Lebah Kelulut adalah jenis lebah heterotrigona yang sering dibudidayakan oleh masyarakat. Pasalnya, lebah tersebut minim perawatan, namun produktivitas tinggi. Stup yang telah dibuat tidak perlu perawatan khusus. Selain itu, stup madu bisa dipanen dua minggu sekali. Ditambah, permintaan madu di pasar juga tinggi. Hal ini disampaikan oleh Sugeng Jinarto, Pelatih Budidaya Madu kelulut dalam acara Bimbingan Teknis Budidaya Madu Kelulut di Hotel MC, Malinau Kota, Kalimantan Utara.
“Kelulut berukuran kecil dan tidak bersengat. Dengan ukurannya itu, mereka leluasa masuk ke dalam bunga untuk mengambil nektar, serbuk sari, dan resin atau getah. Selain itu, kualitas madunya juga lebih baik dari lebah besar,” ujarnya.
Sugeng Jinarto menuturkan Lebah Kelulut sangat cocok jika dibudidaya di dalam hutan. Lebah lebih mudah mencari pakan di dalam hutan yang lebih beragam. Alhasil, lebah yang di budidaya didalam hutan memiliki produktivitas yang cepat. Kantong lebah bisa terisi penuh dalam waktu satu minggu.
“Jika budidaya dilakukan di dalam hutan produktivitasnya sangat tinggi. Masyarakat jadi bisa panen madu setiap minggu. Satu topping madu bisa menghasilkan 300 ml dengan harga jual 100 ribu per 100 ml. Kalau masyarakat punya satu stup, mereka bisa mendapatkan penghasilan 300 ribu per minggunya,” tambahnya.

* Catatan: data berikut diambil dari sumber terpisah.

PR #702, opened 2026-04-10
Make block allocator safe for multiple static initialization

skiminki-nv:
The static initializers and deinitializers may be invoked multiple times for the same object when the code is in a DSO, which is opened in the RTLD_GLOBAL mode. This mode shares the symbols between different dlopen() instances. In practice, this means that constructors and destructors of static objects may be invoked multiple times.

Protect BlockAllocator<T> from multiple initialization and deinitialization by adding a wrapper with reference counting.

Issue https://github.com/shader-slang/slang/issues/10785

## Summary by CodeRabbit

* **Refactor**
  * Per-class allocators now use a process-wide reference-counted wrapper to manage initialization and teardown, with serialized construction/destruction and stronger lifetime checks.
* **Tests**
  * Block-allocator tests updated to access the underlying allocator instance, aligning test access with the new allocator wrapper behavior.

### DIFF
--- a/src/core/block-allocator.h
+++ b/src/core/block-allocator.h
@@ -246,7 +246,7 @@ public:
     }
 
     /// Return the underlying allocator
-    BlockAllocator<T> &getUnderlyingAllocator()
+    BlockAllocator<T>& getUnderlyingAllocator()
     {
         SLANG_RHI_ASSERT(s_refcount > 0);
         return *s_allocator;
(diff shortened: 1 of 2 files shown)


skallweitNV:
#710 should fix this issue (plus a lot of other ones) for this scenario.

Antonius Mangiwa, Kepala Seksi Perlindungan KSDAE (Konservasi Sumber Daya Alam Ekosistem) dan Pemberdayaan Masyarakat KPH Malinau mengatakan pelatihan ini sebagai upaya peningkatan kesejahteraan ekonomi masyarakat sekitar Kawasan hutan. Selain itu, budidaya madu kelulut ini juga bisa memotivasi masyarakat menanam buah dan bunga di Kawasan hutan guna pakan lebah.

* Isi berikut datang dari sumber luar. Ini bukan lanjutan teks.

PR #713, opened 2026-04-21
Metal: enable GPU pointer support with untracked hazard mode

jhelferty-nv:
# Metal Backend: Untracked Hazard Mode with MTLResidencySet

Part of implementing shader-slang/slang#10841.

## Why change the Metal backend?

The previous Metal backend used `MTLHazardTrackingModeTracked` (the default), where Metal automatically inserts barriers between command encoders that access the same resources. While convenient, this model has fundamental limitations for slang-rhi's GPU pointer support:

1. **Tracked mode cannot follow pointers.** Metal's automatic hazard tracking operates on resources that are directly bound to a pipeline via argument buffers or `useResource` calls. When a shader accesses a buffer through a GPU pointer (device address), Metal has no way to know that resource is in use. This means tracked mode provides zero synchronization benefit for pointer-accessed resources -- the very resources slang-rhi's pointer binding system is designed to support.

2. **Tracked mode has per-resource overhead.** Each `useResource` call that enrolls a resource in hazard tracking carries CPU overhead that scales with resource count. For workloads binding large numbers of resources through argument buffers and pointer indirection, this overhead adds up.

3. **Tracked mode conflates residency and synchronization.** The `useResource` API serves double duty: it both declares resource residency for a command encoder and enrolls the resource in hazard tracking. This coupling makes it impossible to manage residency efficiently (batched, at queue level) while opting out of per-resource tracking overhead.

## Why not just add useResources for pointer-accessed buffers?

The natural question is whether we could keep tracked mode and simply call `useResources` for buffers accessed via GPU pointers. This would avoid the untracked mode migration entirely. Unfortunately, the slang-rhi API makes this impractical.

Pointer values are passed to the shader object as raw `uint64_t` device addresses via `setData()`:

```cpp
shaderCursor["src"].setData(src->getDeviceAddress());
```

This is a plain `memcpy` of 8 bytes into the shader object's uniform data blob -- no `IBuffer*` reference is retained. But `useResources` requires `MTL::Resource*` pointers, not addresses. So to call `useResources` for pointer targets, we would need:

1. **A device-level address-to-buffer registry** to reverse-lookup `uint64_t -> MTL::Buffer*` (populated at buffer creation, cleared on destruction).
2. **A type-layout reflection walk** at bind time to identify which byte offsets in the uniform data contain pointer values (using Slang's type system to find pointer-kind fields and their offsets).
3. **Per-bind resolution logic** to extract addresses from those offsets, look them up in the registry, and add the resulting `MTL::Buffer*` to the `useResources` list.

The untracked mode approach avoids all of this. Because `memoryBarrier(scope: buffers | textures)` operates on **all buffer and texture memory** accessible to the encoder -- not on individually tracked resources -- it inherently covers pointer-accessed buffers without needing to know which buffers are in use. There is no address resolution, no type-layout walk, and no per-bind overhead.

## What replaces it?

The new backend uses three orthogonal mechanisms, each with a single well-defined responsibility:

### Residency: MTLResidencySet (macOS 15+)

All GPU-accessible allocations (buffers and textures) are registered in a single `MTLResidencySet` attached to the command queue. This replaces per-encoder `useResource` calls as the primary residency mechanism. `useResources` is still called for resources referenced inside argument buffers (parameter blocks), since Metal requires these declarations to properly resolve argument buffer resource references -- but residency itself is managed by the residency set, not by these per-encoder calls.

- Allocations are added at creation time via `registerAllocation()` and removed at destruction time via `unregisterAllocation()`.
- Changes are batched: `addAllocation`/`removeAllocation` stage changes, and a single `commit()` call in `CommandQueueImpl::submit()` applies them before any command buffer executes.
- The residency set is attached to the command queue, so every command buffer automatically inherits the full set of resident allocations.
- Access is protected by `m_residencySetMutex` since Apple documents `MTLResidencySet` methods as not thread-safe.

### Synchronization: Explicit fence and barriers

With tracked mode disabled, all GPU synchronization is the application's responsibility. The synchronization model is documented in detail in `metal-command.h` (above `CommandQueueImpl`), targeted at readers familiar with Vulkan/D3D12.

| Scope | Mechanism | When it fires |
|-------|-----------|---------------|
| Within a compute/render pass | `memoryBarrier(scope:)` | On pipeline rebind (`cmdSetComputeState`) after a prior dispatch |
| Between encoders (same or different command buffers) | `MTL::Fence` (`m_queueFence`) | `updateFence` at encoder end, `waitForFence` at next encoder start |
| CPU-side tracking | `MTL::SharedEvent` (`m_trackingEvent`) | Signaled on last CB of each `submit()`; used for deferred deletion and `waitOnHost()` |

A single `MTL::Fence` owned by `CommandQueueImpl` handles all GPU-side synchronization -- both within a command buffer (between encoder transitions) and across command buffer submissions on the same queue. Unlike `VkFence` (which is GPU->CPU only), `MTL::Fence` is GPU->GPU and provides both execution ordering and memory visibility for untracked resources. Its `waitForFence` resolves at execution time (not recording time), so recording order is irrelevant; only commit order matters.

`MTL::SharedEvent` is used solely for CPU-side concerns: deferred resource deletion and host-side waiting. It does not participate in GPU-side memory visibility.

This explicit model is directly analogous to how Vulkan and D3D12 handle synchronization, and it works correctly for pointer-accessed resources because the barriers operate on memory scopes (all buffers, all textures) rather than individually tracked resources.

### Storage: Private + Shared only

`MTLStorageModeManaged` is forbidden because its `didModifyRange`/`synchronizeResource` model creates implicit per-resource tracking that conflicts with the explicit synchronization strategy. On Apple Silicon's UMA architecture, `Shared` mode provides CPU/GPU coherent access without explicit cache management:

| RHI MemoryType | Metal Storage Mode | Rationale |
|----------------|--------------------|-----------
| `DeviceLocal` | `Private` | GPU-only, highest bandwidth |
| `Upload` | `Shared` + `WriteCombined` | UMA coherent, CPU write-optimized |
| `ReadBack` | `Shared` + `DefaultCache` | UMA coherent, CPU read-optimized |

## Requirements

- **macOS 15.0+** (runtime requirement for `MTLResidencySet` API)
- **Apple GPU Family 6+** (Apple Silicon; enforced at device initialization)
- **metal-cpp macOS15.2/iOS18.2 headers** (compile-time requirement for `MTLResidencySet` type definitions)

## Trade-offs

**What we gain:**
- Correct synchronization for GPU pointer workloads (the primary motivation)
- Lower per-frame CPU overhead by replacing per-encoder residency management with batched residency via `MTLResidencySet`
- Simpler mental model: synchronization is explicit and auditable, matching Vulkan/D3D12 patterns
- Batched residency management with minimal API call overhead

**What we give up:**
- Intel Mac support (MTLResidencySet requires Apple Silicon)
- macOS < 15 support
- Automatic protection against missing barriers (developer must insert barriers correctly; synchronization model documented in `metal-command.h`)

---

## Summary

- Fix Metal argument buffer layout and uniform data copy for structs containing pointer fields, enabling GPU pointer support on Metal.
- Migrate Metal backend to use `MTLResidencySet` for all resource residency management.
- Enforce `MTLHazardTrackingModeUntracked` on all resource allocations with explicit manual synchronization:
  - **Intra-encoder**: `memoryBarrier` for compute/render passes
  - **Inter-encoder and inter-command-buffer**: Single queue-owned `MTL::Fence` (`waitForFence`/`updateFence`) between all encoder transitions
  - **CPU-side tracking**: `MTL::SharedEvent` for deferred deletion and `waitOnHost()`
- Replace `MTLStorageModeManaged` with `MTLStorageModeShared` for CPU-accessible resources (UMA coherent on Apple Silicon).
- Require Apple GPU Family 6+ (Apple Silicon) at device initialization.
- Add new pointer binding tests: struct float copy, global barrier intermediate copy, intra-pass rebind, parameter blocks with pointers.
- Document the Metal synchronization model in `metal-command.h`, explaining the design for readers familiar with Vulkan/D3D12.
- Improve error handling and thread safety (residency set mutex).

## Test plan

- [x] All 933 `slang-rhi-tests` pass (0 failures, macOS/Metal)
- [x] All Metal-specific tests pass including new `bind-pointers-intra-pass-rebind`
- [x] slangpy `test_pointers.py` Metal results unchanged (18 pass, 3 known failures, 2 skipped)
- [x] clang-format-20 clean on all modified files
- [ ] CI passes on Linux (Vulkan/CUDA -- no Metal regressions expected)

## Summary by CodeRabbit

* **New Features**
  * Metal residency tracking and queue-scoped fence support for stronger GPU resource ordering
  * Device-pointer support for parameter blocks and pointer-bearing structs on Metal

* **Bug Fixes**
  * Improved command-buffer/encoder synchronization, error reporting, and memory-barrier behavior
  * Safer buffer/texture allocation, initialization, staging, and CPU-mapping semantics

* **Tests**
  * Added/expanded pointer-binding tests and new shader cases covering Metal

* **Chores**
  * Updated Metal C++ headers and include handling for builds


jhelferty-nv:
## slangpy Metal test status

The slangpy `test_pointers.py` suite was recently enabled for Metal (slangpy commit `0651eca5`, April 17) — previously Metal was excluded with a TODO referencing [shader-slang/slang#7605](https://github.com/shader-slang/slang/issues/7605). That commit added `DeviceType.metal` to `POINTER_DEVICE_TYPES`, enabling all 23 pointer tests on Metal at once.

**Results: 18 passed, 3 failed, 2 skipped** — identical between this PR and the baseline (no regressions).

### The 3 failures are all newly-enabled tests, not regressions

All 3 were known-broken at the time Metal was enabled. They fail due to Slang compiler limitations unrelated to this slang-rhi PR:

| Test | Error | Root cause |
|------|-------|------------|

“Rencananya KUPS (Kelompok Usaha Perhutanan Sosial) yang sudah ada di desa, akan ada pengadaan madu kelulut setelah pelatihan ini. Jadi, kita benahi kemampuan sumber daya masyarakat jadi saat sudah ada bibit kelulutnya, masyarakat sudah punya kapasitas,” katanya.
Selanjutnya, Sainal Jamaluddin, Fasilitator KKI (Komunitas Konservasi Indonesia) Warsi menuturkan budidaya madu kelulut ini bisa mendukung kinerja KUPS Madu di Dua desa dampingan KKI Warsi, desa Laban Nyarit dan desa Punan Mirau. Oleh sebab itu, kolaborasi dengan UPTD KPH Malinau harus berkelanjutan.
“Setelah pelatihan ini, harapannya peserta bisa mengaplikasikannya ke KUPS madu yang ada di desa. Dengan begitu, masyarakat bisa merasakan langsung manfaat dari hasil hutan bukan kayu ini,” tuturnya.
Markus Aran, Bendahara LPHD (Lembaga Pengelola Hutan Desa) Laban Nyarit mengaku termotivasi membudidayakan madu kelulut ini. Menurutnya, pakan lebah kelulut telah tersedia di hutan desa Laban Nyarit. Namun, dibutuhkan komitmen masyarakat untuk membudidayakan madu tersebut.
Pelatihan Bimbingan Teknis Budidaya Madu Kelulut ini diselenggarakan pada 30 Agustus sampai 02 September 2022. Kemudian, Peserta pelatihan ini berasal dari desa Laban Nyarit, Desa Punan Mirau dan desa Setulang.